→ DATASET CONTENT:

PR #5628, opened 2025-03-07
feat(balances): Update write alert scripts with helpul prompts

Mo-Hussain:
### Description

- Updates the write alert scripts with helpful prompts and general QoL improvements
- Checks if the proposed change introduces a regression i.e remove a chain from the existing alert, logs an error and aborts
- Read the actual alert threshold via grafana api, compares with proposed thresholds, prompts the user to confirm that they want to introduce these changes
image
- Check if proposed update will lead to alert firing and prompts the user to confirm with these changes 
image

### Testing

Manual

### DIFF
--- a/typescript/infra/scripts/funding/write-alert.ts
+++ b/typescript/infra/scripts/funding/write-alert.ts
@@ -258,19 +258,19 @@ function generateDiffTable(
 }
 
 function handleMissingChainErrors(missingChainErrors: RegressionError[]) {
-  if (missingChainErrors.length > 0) {
-    for (const error of missingChainErrors) {
-      rootLogger.error(
-        `Missing thresholds for chains: ${error.missingChains.join(', ')} for ${
-          error.alertType
-        } config`,
-      );
-    }
+  if (missingChainErrors.length === 0) return;
+
+  for (const error of missingChainErrors) {
     rootLogger.error(
-      `Aborting updating alerts due to missing thresholds in config`,
+      `Missing thresholds for chains: ${error.missingChains.join(', ')} for ${
+        error.alertType
+      } config`,
     );
-    process.exit(1);
   }
+  rootLogger.error(
+    `Aborting updating alerts due to missing thresholds in config`,
+  );
+  process.exit(1);
 }
 
 async function confirmFiringAlerts(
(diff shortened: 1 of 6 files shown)


typescript/infra/src/funding/alerts.ts
```diff
@@ -34,7 +34,7 @@ function getBalanceAlertRegex(walletName: WalletName): RegExp {
     case WalletName.KeyFunder:
       return /wallet_name="key-funder", chain="([^"]+)"[^-]+ - ([0-9.]+)/g;
     case WalletName.Relayer:
-      return /wallet_name="relayer", chain="([^"]+)"[^-]+ - ([0-9.]+)/g;
+      return /wallet_name="relayer", chain="([^"]+)", hyperlane_context="hyperlane"[^-]+ - ([0-9.]+)/g;
```
Mo-Hussain, line 37: We were mixing up threshold reads for arbitrum and neutron where we have thresholds for the neutron context. As we are deprecating this context soon, we will just read hyperlane context values

typescript/infra/scripts/funding/write-alert.ts
```diff
@@ -9,66 +12,297 @@ import {
...
+  // fetch alerting chains
+  const alertingChains = await fetchFiringThresholdAlert(query);
 
-    // only change the query
-    await updateGrafanaAlert(
-      alertConfigMapping[alert].grafanaAlertId,
-      alertRule.rawData,
-      query,
-      saToken,
+  if (alertingChains.length > 0) {
```
paulbalaji, line 285: nit: invert then early out, ditto in handleMissingChainErrors

typescript/infra/scripts/funding/write-alert.ts
```diff
@@ -9,66 +12,297 @@ import {
...
+      })),
     );
 
-    rootLogger.info(`Updated ${alert} alert`);
+    const confirmed = await confirm({
+      message: `Do you want to proceed with updating the alert thresholds for ${alert}?`,
+    });
+    if (!confirmed) {
+      rootLogger.info(
+        `Exiting without updating any alerts, this is to avoid thresholds from being out of sync`,
```
paulbalaji, line 302: "this is to avoid thresholds from being out of sync"

wdym by this if we're not updating the alert

typescript/infra/src/config/funding/grafanaAlerts.ts
```diff
@@ -57,6 +58,10 @@ export const alertConfigMapping: Record<AlertType, AlertConfig> = {
       header: LOW_URGENCY_KEY_FUNDER_HEADER,
       footer: LOW_URGENCY_KEY_FUNDER_FOOTER,
     },
+    writePriority:
```
paulbalaji, line 61: why is the multiplier the priority?

typescript/infra/scripts/funding/write-alert.ts
Mo-Hussain: I could make this clearer but the intention is the exit the whole script without updating any alerts, this is to avoid selectively updating some alerts that may lead to a high urgency threshold being higher than a low urgency threshold

typescript/infra/src/config/funding/grafanaAlerts.ts
Mo-Hussain: Because we want to write the alerts with the highest thresholds first, given that we will be increasing thresholds in the main, this will reduce the risk of threshold being out of sync e.g.

1. LowUrgency - write succeeds
2. LowUrgencyEng - write fails  (due to API error for example)
3. HighUrgencyEng - write skipped (If this was not skipped, it could have increased HighUrgencyEng thresholds above LowUrgencyEng) 

I'll add a comment to explain

typescript/infra/scripts/funding/write-alert.ts
Mo-Hussain: Can you expand?

paulbalaji (approved):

→ WORK TO COMPLETE:
Copy all of the listing above exactly, please.

→ COMPLETED EXERCISE:
PR #5628, opened 2025-03-07
feat(balances): Update write alert scripts with helpul prompts

Mo-Hussain:
### Description

- Updates the write alert scripts with helpful prompts and general QoL improvements
- Checks if the proposed change introduces a regression i.e remove a chain from the existing alert, logs an error and aborts
- Read the actual alert threshold via grafana api, compares with proposed thresholds, prompts the user to confirm that they want to introduce these changes
image
- Check if proposed update will lead to alert firing and prompts the user to confirm with these changes 
image

### Testing

Manual

### DIFF
--- a/typescript/infra/scripts/funding/write-alert.ts
+++ b/typescript/infra/scripts/funding/write-alert.ts
@@ -258,19 +258,19 @@ function generateDiffTable(
 }
 
 function handleMissingChainErrors(missingChainErrors: RegressionError[]) {
-  if (missingChainErrors.length > 0) {
-    for (const error of missingChainErrors) {
-      rootLogger.error(
-        `Missing thresholds for chains: ${error.missingChains.join(', ')} for ${
-          error.alertType
-        } config`,
-      );
-    }
+  if (missingChainErrors.length === 0) return;
+
+  for (const error of missingChainErrors) {
     rootLogger.error(
-      `Aborting updating alerts due to missing thresholds in config`,
+      `Missing thresholds for chains: ${error.missingChains.join(', ')} for ${
+        error.alertType
+      } config`,
     );
-    process.exit(1);
   }
+  rootLogger.error(
+    `Aborting updating alerts due to missing thresholds in config`,
+  );
+  process.exit(1);
 }
 
 async function confirmFiringAlerts(
(diff shortened: 1 of 6 files shown)


typescript/infra/src/funding/alerts.ts
```diff
@@ -34,7 +34,7 @@ function getBalanceAlertRegex(walletName: WalletName): RegExp {
     case WalletName.KeyFunder:
       return /wallet_name="key-funder", chain="([^"]+)"[^-]+ - ([0-9.]+)/g;
     case WalletName.Relayer:
-      return /wallet_name="relayer", chain="([^"]+)"[^-]+ - ([0-9.]+)/g;
+      return /wallet_name="relayer", chain="([^"]+)", hyperlane_context="hyperlane"[^-]+ - ([0-9.]+)/g;
```
Mo-Hussain, line 37: We were mixing up threshold reads for arbitrum and neutron where we have thresholds for the neutron context. As we are deprecating this context soon, we will just read hyperlane context values

typescript/infra/scripts/funding/write-alert.ts
```diff
@@ -9,66 +12,297 @@ import {
...
+  // fetch alerting chains
+  const alertingChains = await fetchFiringThresholdAlert(query);
 
-    // only change the query
-    await updateGrafanaAlert(
-      alertConfigMapping[alert].grafanaAlertId,
-      alertRule.rawData,
-      query,
-      saToken,
+  if (alertingChains.length > 0) {
```
paulbalaji, line 285: nit: invert then early out, ditto in handleMissingChainErrors

typescript/infra/scripts/funding/write-alert.ts
```diff
@@ -9,66 +12,297 @@ import {
...
+      })),
     );
 
-    rootLogger.info(`Updated ${alert} alert`);
+    const confirmed = await confirm({
+      message: `Do you want to proceed with updating the alert thresholds for ${alert}?`,
+    });
+    if (!confirmed) {
+      rootLogger.info(
+        `Exiting without updating any alerts, this is to avoid thresholds from being out of sync`,
```
paulbalaji, line 302: "this is to avoid thresholds from being out of sync"

wdym by this if we're not updating the alert

typescript/infra/src/config/funding/grafanaAlerts.ts
```diff
@@ -57,6 +58,10 @@ export const alertConfigMapping: Record<AlertType, AlertConfig> = {
       header: LOW_URGENCY_KEY_FUNDER_HEADER,
       footer: LOW_URGENCY_KEY_FUNDER_FOOTER,
     },
+    writePriority:
```
paulbalaji, line 61: why is the multiplier the priority?

typescript/infra/scripts/funding/write-alert.ts
Mo-Hussain: I could make this clearer but the intention is the exit the whole script without updating any alerts, this is to avoid selectively updating some alerts that may lead to a high urgency threshold being higher than a low urgency threshold

typescript/infra/src/config/funding/grafanaAlerts.ts
Mo-Hussain: Because we want to write the alerts with the highest thresholds first, given that we will be increasing thresholds in the main, this will reduce the risk of threshold being out of sync e.g.

1. LowUrgency - write succeeds
2. LowUrgencyEng - write fails  (due to API error for example)
3. HighUrgencyEng - write skipped (If this was not skipped, it could have increased HighUrgencyEng thresholds above LowUrgencyEng) 

I'll add a comment to explain

typescript/infra/scripts/funding/write-alert.ts
Mo-Hussain: Can you expand?

paulbalaji (approved):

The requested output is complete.